(Saved data entries)
==*==

PR #253, opened 2022-07-12
Update vagrantfile

cegerhardson:
Made necessary changes and additions to update the vagrantfile to match correct list of servers.
Also made changes to pillar/dev/roles.sls to match web-pypa's role with its hostname.


cegerhardson:
closed in favor of #252

PR #262, opened 2022-07-28
Update moin configuration to run in development 

cegerhardson:


salt/moin/init.sls
```diff
@@ -2,21 +2,23 @@ moin:
   group.present:
     - system: True
 
-  user.present:
+  user.present:
```
ewdurbin, line 5: we should trim trailing whitespace here.

ewdurbin (approved):
one small nit! otherwise this looks great!

PR #274, opened 2022-08-02
salt-lint so everyone's wearing their sunday's best

cegerhardson:


salt/postgresql/server/wal-e.sls
```diff
@@ -120,14 +120,14 @@ wal-e-install:
...
     - require:
       - pkg: postgresql-server
 
 
 wal-e-gpg-key:
-  cmd.wait:
+  cmd.run:
     - name: gpg --import /var/lib/postgresql/wal-e.gpg
     - user: postgres
     - watch:
```
ewdurbin, line 133: Salts documentation recommends moving from `cmd.wait` with `watch` to `cmd.run` with `onchanges` [here](https://docs.saltproject.io/en/latest/ref/states/all/salt.states.cmd.html#should-i-use-cmd-run-or-cmd-wait). I think we want to change this `watch` directive to be `onchanges`

salt/consul/init.sls
```diff
@@ -120,7 +120,7 @@ consul:
 consul-template:
   pkg.installed: []
 
-  cmd.wait:
+  cmd.run:
```
ewdurbin, line 123: Salts documentation recommends moving from `cmd.wait` with `watch` to `cmd.run` with `onchanges` [here](https://docs.saltproject.io/en/latest/ref/states/all/salt.states.cmd.html#should-i-use-cmd-run-or-cmd-wait). I think we want to change the `watch` directive a few lines down to be `onchanges`

ewdurbin (changes requested):
A few notes on the update from `cmd.wait` to `cmd.run` with `onchanges` per Salt's documentation: https://docs.saltproject.io/en/latest/ref/states/all/salt.states.cmd.html#should-i-use-cmd-run-or-cmd-wait

ewdurbin (approved):

ewdurbin:
Thanks @cegerhardson

PR #292, opened 2023-01-03
Add automation to update Fastly IP list

### LINKED ISSUE #291: Automate fetching lists of new Fastly IPs
#290 updated the firewall for the cdn-logs host with the current ranges of Fastly IP addresses fetched via the API at https://developer.fastly.com/reference/api/utils/public-ip-list/

We should add a mechanism to automatically keep this list up to date so we don't cause logs to stop flowing again. Whatever range was being used to send syslog streams changed sometime in may and it was missed causing fastly to stop reporting any logs at all.

egeakman:
- The workflow runs every Monday at 00:00.
- It can also be run manually through Actions >> Update Fastly IP List (on the left panel) >> Run workflow.

The workflow normally pushes directly to the default branch, but we can configure it to push to another branch and then open a pull request. Also, we can change the file names and their locations if it doesn't fit this project's hierarchy.

Closes #291


egeakman:
CC: @ewdurbin

egeakman:
Closing the pull request since the issue has been resolved. Although it would have been nice if someone had taken a look.
By the way, I am still waiting for the d.p.o logs (https://github.com/python/python-docs-es/issues/2253#issuecomment-1383340956).

PR #294, opened 2023-01-10
edit logrotate.timer from daily to hourly

cegerhardson:


salt/cdn-logs/init.sls
```diff
@@ -14,6 +14,16 @@
   file.managed:
     - source: salt://cdn-logs/config/fastly.logrotate.conf
 
+logrotate_time_hourly:
+  file.replace:
+    - name: /etc/systemd/system/timers.target.wants/logrotate.timer
+    - pattern: OnCalendar=daily
+    - repl: OnCalendar=hourly
+
 /etc/cron.hourly/logrotate:
```
ewdurbin, line 23: I think this state can be removed completely, since the job in question doesn't fire through cron anymore.

salt/cdn-logs/init.sls
```diff
@@ -14,6 +14,16 @@
...
   file.symlink:
     - target: /etc/cron.daily/logrotate
+  cmd.run:
```
ewdurbin, line 26: This command should run in response to the systemd configuration changing, not the cron configuration. I think it should be moved into the state above `logrotate_time_hourly`.

salt/cdn-logs/init.sls
```diff
@@ -14,6 +14,12 @@
   file.managed:
     - source: salt://cdn-logs/config/fastly.logrotate.conf
 
-/etc/cron.hourly/logrotate:
-  file.symlink:
-    - target: /etc/cron.daily/logrotate
+logrotate_time_hourly:
+  file.replace:
+    - name: /etc/systemd/system/timers.target.wants/logrotate.timer
+    - pattern: OnCalendar=daily
```
ewdurbin, line 20: My only concern with this approach is that if the value is changed to anything other than `daily` (manually, or via an update, or .... I dunno 👽), our state will not detect it and set the value we want `hourly`. This is probably OK, but a bit fragile.

Were you able to consider https://docs.saltproject.io/en/latest/ref/states/all/salt.states.ini_manage.html#salt.states.ini_manage.options_present for editing this file?

salt/cdn-logs/init.sls
```diff
@@ -14,6 +14,14 @@
...
-/etc/cron.hourly/logrotate:
-  file.symlink:
-    - target: /etc/cron.daily/logrotate
+/etc/systemd/system/timers.target.wants/logrotate.timer:
+  ini.options_present:
+    - name: /etc/systemd/system/timers.target.wants/logrotate.timer
+    - separator: '='
+    - sections:
+        Timer:
+          OnCalendar: daily
```
ewdurbin, line 23:
```suggestion
          OnCalendar: hourly
```

ewdurbin: I think we want to make sure it's hourly, not daily! Otherwise 💯

salt/cdn-logs/init.sls
```diff
@@ -14,6 +14,14 @@
...
 
-/etc/cron.hourly/logrotate:
-  file.symlink:
-    - target: /etc/cron.daily/logrotate
+/etc/systemd/system/timers.target.wants/logrotate.timer:
+  ini.options_present:
+    - name: /etc/systemd/system/timers.target.wants/logrotate.timer
+    - separator: '='
+    - sections:
+        Timer:
```
ewdurbin, line 22:
```suggestion
        Unit:
          Description: 'Hourly rotation of log files'
        Timer:
```

ewdurbin: just for show, update the description to match what we want!

ewdurbin (changes requested):

ewdurbin (approved):

PR #295, opened 2023-01-13
Automate fastly ip addresses

cegerhardson:


pillar/base/firewall/fastly-logging.sls
```diff
@@ -4,12 +4,14 @@
 firewall:
 {% for address in fastly_ip_ranges.get('dict', {}).get('addresses', []) %}
   fastly_syslog_ipv4_{{ loop.index }}:
-    source: {{ address }}
+    source:
+      - {{ address }}
```
ewdurbin, line 8: The new rule for salt-lint is suggesting that nested dictionaries should be over indented. So in this case we should add two-spaces before `source`

pillar/base/firewall/fastly-logging.sls
```diff
@@ -4,12 +4,14 @@
...
     port: 514
 {% endfor %}
 
 {% for address in fastly_ip_ranges.get('dict', {}).get('ipv6_addresses', []) %}
   fastly_syslog_ipv6_{{ loop.index }}:
-    source6: {{ address }}
+    source6:
```
ewdurbin, line 14: The new rule for salt-lint is suggesting that nested dictionaries should be over indented. So in this case we should add two-spaces before `source6`

ewdurbin (changes requested):

ewdurbin (approved):

Issue #169, opened 2019-08-28
Dropdown menu options truncated for longer text.


MitaliDhamale:
**Description:**
The text is not visible completely in the dropdown menu, if the text to be selected is too long **IE11**

**Steps to reproduce:**
1. Try to select the option from the drop down which has larger text.

**Expected behavior:**
The option selected from the drop down should be visible(the complete text should be visible)

**Actual behavior:**
The option selected is not visible completely and seems distorted.

**Environment Details:**
IE11

**https://precise-ui.io/#/Components/DropdownSelect**

![DropdownOption](https://user-images.githubusercontent.com/52967194/63843758-36488100-c987-11e9-9e67-eef677add15a.png)

dimabory:
Reopening due to #212 https://github.com/ZEISS/precise-ui/pull/212

PR #212, opened 2020-01-10
Fixes: #201 DropdownMenu list has no width when expanded thus it's not possible to see the options on IE11

### LINKED ISSUE #201: DropdownMenu list has no width when expanded thus it's not possible to see the options on IE11
### Prerequisites

- [X] Can you reproduce the problem in a [MWE](https://en.wikipedia.org/wiki/Minimal_working_example)?
- [X] Are you running the latest version?
- [X] Did you check the FAQs to see if that helps you?
- [X] Are you reporting to the correct repository?
- [X] Did you perform a search in the issues?

For more information, see the `CONTRIBUTING` guide.

### Versions

0.8.2-pre.593 and up

### Description

When using DropdownMenu on IE11, after clicking on the menu to see the list of options the list appears with 0 width, which makes it impossible to visualize or select any option

### Steps to Reproduce

1. Render a DropdownMenu component
2. Open the page with IE11
3. Expand the menu
4. See the result

**Expected behavior:** [What you expected to happen]

To see the list and be able to select any of the options

**Actual behavior:** [What actually happened]

MicrosoftTeams-image

**Environment details:** [OS, Browser, ...]

IE11

### Possible Solution
The issue was introduced in commit e47590ae14162eecaf0361f6d7ea1215d7843470 particularly in `ListItemContent` change from

```
const ListItemContent = styled.div`
  flex-grow: 1;
`;
```

to

```
const ListItemContent = styled.div`
 flex-grow: 1;
 flex: 1 0 0px;
`;r
```

The change adding flex-basis to 0px broke the IE11 compatibility.

gerkirill:
### Prerequisites

### Contribution Type

### Description

Fixes #201 - DropdownMenu and SelectButton when expanded - used to have an issue in IE11: the options list has had zero width.


cz-white:
@dimabory  I am going to disagree with your comment here, the dropdown menu is a separate issue that (if it hasn't already) should be raised. 

#169 refers to the dropdownSelect component, not the dropdownMenu component which with the fix from @gerkirill, still works as expected.  

the issue you attached a screenshot of has to do with the dropdownMenu component specifically having no-wrap set to it, and with a max-width of 300px. I am assuming this is intentional to limit the size of such a menu, and the items in it. If we want the text to wrap here that component will need a larger refactor, as its width appears to be programmatically set, which leads to undesirable wrapping behavior. 

TLDR: I think @gerkirill s change fixes the issue at hand, does not impact #169 and a new issue may need to be raised for the dropdownMenu if it is decided to actually be an issue.

guiherzog:
I also support @cz-white's opinion. Therefore, we will be merging this fix. Feel free to create an issue for the other problem.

==*==

→ Assignment
Looking over the records, find each line with the word "consul" and copy it.

→ Output below
salt/consul/init.sls
@@ -120,7 +120,7 @@ consul:
 consul-template:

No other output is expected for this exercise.